When you colorize a layer by overlaying a color with blend mode set to Color, or using Hue/Sat > Colorize, its effect depends on the tonal value of the underlying pixels.  It will show the full colour over 50% grey, but nothing at all over full white or full black.

 

So, in some circumstances you can select and copy a character's hair to a new layer. Desaturate it (Shift Ctrl U) and clip a layer filled with the new colour with blend mode set to color.  I made an extra copy of the hair layer and offset it so you could see what it looked like in greyscale.  

 

This is no always going to work of course, but you could also clip a curves layer between hair and color layer to adjust the greyscale values.  Or invert the greyscale layer. Whatever works.  If you lock the transparency, you could paint directly to the greyscale layer with shades of grey.

 

Original

Known Participant
May 9, 2025

I like this method, thank you for sharing!

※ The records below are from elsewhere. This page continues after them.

PR #8108, opened 2026-06-24
Revert "Delete OWASP suppressions file when no suppressions remain"

greg-at-moderne:
- Reverts openrewrite/rewrite#7995
as it causes trouble in real-life.
At least the dependencyCheck Gradle plugin fails to operate with no `suppressions.xml` file:
```
[WARNING] Unable to read suppression file 'suppressions.xml'
[ERROR]   Exception occurred initializing CPE Analyzer.
...
InitializationException: Warn initializing the suppression analyzer:
  Failed to load suppressions.xml, caused by Unable to read suppression file.
    caused by SuppressionParseException: Failed to load suppressions.xml,
      caused by Unable to read suppression file.
```


timtebeek (approved):
That's surprising. Can we not make the file argument conditional on it's experience in our pipelines?

PR #8110, opened 2026-06-24
Add oldDigest="" to ChangeFrom to skip digest-pinned FROMs

MBoegers:
## What's changed
`ChangeFrom` configured to upgrade by tag also matches and rewrites `FROM` lines pinned with both a tag and a digest, e.g.:

```dockerfile
FROM registry.example.com/runtime:3.9.16-jdk21@sha256:<digest>
```

A deliberate digest pin should usually be left alone. This adds a **per-`FROM`** opt-in via a third meaning for the existing `oldDigest` option — no new option, public API unchanged:

- `oldDigest = null` → matches any digest or none (unchanged)
- `oldDigest = "<glob>"` → matches only `FROM`s whose digest matches the glob (unchanged)
- `oldDigest = ""` → **new**: matches only `FROM`s that have **no** digest, so digest-pinned ones are left untouched

Also adds `DockerFrom.isDigestPinned()` (distinct from the tag-based `isUnpinned()`).

## Why this shape
The empty-string sentinel mirrors the existing `""`=absent convention on the `new*` side and avoids any constructor/API change. The check is per-`FROM`, so a multi-stage Dockerfile mixing pinned and unpinned stages only upgrades the unpinned ones — a file-wide precondition can't do that.

## Tests
`ChangeFromTest.DigestPinned` covers the full three-way `oldDigest` matrix:

| `oldDigest` | digest-pinned FROM | unpinned FROM |
|---|---|---|
| `null` | change | change |
| `""` | skip | change |
| `"sha256:*"` | change | skip |

plus per-`FROM` behavior in a multi-stage file. `DockerFromTest` adds direct coverage of `isDigestPinned()`.

Customer request: moderneinc/customer-requests#2594

### DIFF
--- a/rewrite-docker/src/main/java/org/openrewrite/docker/ChangeFrom.java
+++ b/rewrite-docker/src/main/java/org/openrewrite/docker/ChangeFrom.java
@@ -145,8 +145,7 @@ public class ChangeFrom extends Recipe {
             matcher.tag(oldTag);
         }
         // Empty oldDigest is a sentinel: match only FROMs without a digest
-        boolean requireNoDigest = oldDigest != null && oldDigest.isEmpty();
-        if (oldDigest != null && !requireNoDigest) {
+        if (oldDigest != null && !oldDigest.isEmpty()) {
             matcher.digest(oldDigest);
         }
         if (oldPlatform != null) {
@@ -157,7 +156,7 @@ public class ChangeFrom extends Recipe {
             Docker.From f = image.getTree();
 
             // oldDigest="" matches only FROMs without a digest; leave digest-pinned ones untouched
-            if (requireNoDigest && image.isDigestPinned()) {
+            if (oldDigest != null && oldDigest.isEmpty() && image.isDigestPinned()) {
                 return f;
             }
 
--- a/rewrite-docker/src/main/java/org/openrewrite/docker/ChangeFrom.java
+++ b/rewrite-docker/src/main/java/org/openrewrite/docker/ChangeFrom.java
@@ -91,6 +91,14 @@ public class ChangeFrom extends Recipe {
     @Nullable
     String newPlatform;
 
+    @Option(displayName = "Keep digest-pinned images",
+            description = "When `true`, any `FROM` that carries a digest (`@sha256:...`) is left untouched, " +
+                    "preserving deliberate pins. The check is per-`FROM`, so other stages in a multi-stage " +
+                    "build are still changed. Defaults to `false` (current behavior).",
+            required = false)
+    @Nullable
+    Boolean keepDigestPinned;
+
     @Override
     public String getDisplayName() {
         return "Change Docker FROM";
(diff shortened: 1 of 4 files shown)


MBoegers:
@timtebeek would value your take on a design choice here.

This adds `keepDigestPinned` as a 9th `@Option` on `ChangeFrom`, which changes the Lombok all-args constructor signature and breaks any positional Java callers (`new ChangeFrom(...)`). The alternative is to leave `ChangeFrom` untouched and ship a separate recipe.

My lean is to just break the constructor: `ChangeFrom` is fairly new and not widely used yet, so the blast radius is small, and one recipe with an extra optional flag is cleaner than maintaining two near-identical recipes (a second one would duplicate all 8 existing options). Declarative/YAML usage is unaffected either way.

Is that acceptable, or would you prefer a second recipe? Happy to go either way.

MBoegers:
@timtebeek update: went with overloading `oldDigest=""` to mean "match only `FROM`s without a digest" instead of adding a new `keepDigestPinned` option. That sidesteps the constructor break entirely — no new `@Option`, public API unchanged — so the question above is moot. The trade-off is discoverability (behavior lives in an empty-string sentinel + the option doc) vs. a named boolean flag. Happy to switch back to a flag if you'd prefer the explicitness.

rewrite-docker/src/main/java/org/openrewrite/docker/ChangeFrom.java
```diff
@@ -142,7 +144,8 @@ public TreeVisitor<?, ExecutionContext> getVisitor() {
         if (oldTag != null) {
             matcher.tag(oldTag);
         }
-        if (oldDigest != null) {
+        // Empty oldDigest is a sentinel: match only FROMs without a digest
+        if (oldDigest != null && !oldDigest.isEmpty()) {
```
timtebeek, line 149: Isn't this more explicit?
```suggestion
        if ("".equals(oldDigest)) {
```

rewrite-docker/src/main/java/org/openrewrite/docker/ChangeFrom.java
```diff
@@ -152,6 +155,11 @@ public TreeVisitor<?, ExecutionContext> getVisitor() {
         return matcher.asVisitor((image, ctx) -> {
             Docker.From f = image.getTree();
 
+            // oldDigest="" matches only FROMs without a digest; leave digest-pinned ones untouched
+            if (oldDigest != null && oldDigest.isEmpty() && image.isDigestPinned()) {
```
timtebeek:
```suggestion
            if ("".equals(oldDigest) && image.isDigestPinned()) {
```

rewrite-docker/src/main/java/org/openrewrite/docker/ChangeFrom.java
timtebeek: ah missed the negation here. thanks!

timtebeek (approved):

PR #8114, opened 2026-06-24
Keep Javadoc reference parameter names out of whitespace

timtebeek:
## Problem
Scheduled CI in [openrewrite/rewrite-analysis](https://github.com/openrewrite/rewrite-analysis/actions/runs/28124014547) (and any repo parsing similar Javadoc) fails with:

```
java.lang.AssertionError: Source file was parsed into an LST that contains non-whitespace
characters in its whitespace. This is indicative of a bug in the parser.
     * @see #bar(String~~(non-whitespace)~~> str<~~)
```

## Root cause
A Javadoc method reference may include a non-standard **parameter name** after the parameter type, e.g. `@see #bar(String str)`. The compiler's `DCReference.paramTypes` only records the parameter *types*, so the trailing name (`str`) was consumed by `sourceBeforeAsString(")")`/`sourceBeforeAsString(",")` straight into the right-padding `Space` of the parameter type expression — i.e. non-whitespace ended up inside a `Space`.

- This has been latent for a long time; #8107 made `JavaWhitespaceValidationService` descend into Javadoc comments, which (correctly) now surfaces it.

## Fix
- Record the parameter name in a new `JavadocParameterName` marker attached to the parameter type expression, keeping the `Space` whitespace-only, and re-emit it verbatim in `JavadocPrinter` so the source still round-trips. The marker mirrors the `Varargs` marker added in #8107 (incl. `RpcCodec`). Applied to the Java 8/11/17/21/25 Javadoc visitors.

## Tests
Added to the TCK `JavadocTest` (run across all `rewrite-java-N` modules):
- `seeMethodReferenceWithNamedParameter` — `@see #bar(String str)` (the exact rewrite-analysis case)
- `seeMethodReferenceWithNamedParameters` — multiple named params
- `linkMethodReferenceWithNamedVarargsParameter` — `{@link #bar(String... strs)}` (named + varargs)

Verified green on `compatibilityTest` for java-8, -11, -17, -21, -25, plus the existing `JavadocTest`/`JavadocPrinterTest` suites.

### DIFF
--- a/rewrite-java-11/src/main/java/org/openrewrite/java/isolated/ReloadableJava11JavadocVisitor.java
+++ b/rewrite-java-11/src/main/java/org/openrewrite/java/isolated/ReloadableJava11JavadocVisitor.java
@@ -33,6 +33,7 @@ import com.sun.tools.javac.util.Context;
 import org.jspecify.annotations.Nullable;
 import org.openrewrite.Tree;
 import org.openrewrite.internal.ListUtils;
+import org.openrewrite.java.marker.JavadocParameterName;
 import org.openrewrite.java.marker.LeadingBrace;
 import org.openrewrite.java.marker.Varargs;
 import org.openrewrite.java.tree.*;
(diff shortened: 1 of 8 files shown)


sambsnyd (approved):

timtebeek:
@sambsnyd I don't necessarily love adding markers for Javadoc elements, but it's what we've started earlier today and discovered downstream in rewrite-analysis to reach this further addition. Are we ok to merge?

Just like the other suggestion, I think I need to tinker with these to get really familiar with them. They vary in difficulty depending on how much depth the references have for sure.

Trevor.Dennis
Community Expert
Community Expert
May 10, 2025

It seems that the Object Selection Tool's Ai will take a stab at recognising cartoon characters as People.  It's not great, but was getting me most of the way there.  Sometimes the list of options is reduced, so it only offers options that it thinks it recognises.  I'm sure it will get better, and will do so all the more quickly if we use it.  Exciting times to be a digital image artist/manipulator.  

c.pfaffenbichler
Community Expert
Community Expert
May 8, 2025

A Gradient Map Layer (with an appropriate Blend Mode) and a Curves Layer (for the luminance) might help. 

Though with only two or three values the Gradient Map could also be finetuned itself to affect the definite regions. 

Known Participant
May 9, 2025

I think I'm going to have to get more familiar with what Blend Modes work best per situation, but I like this solution. Thank you for demonstrating with my random example too!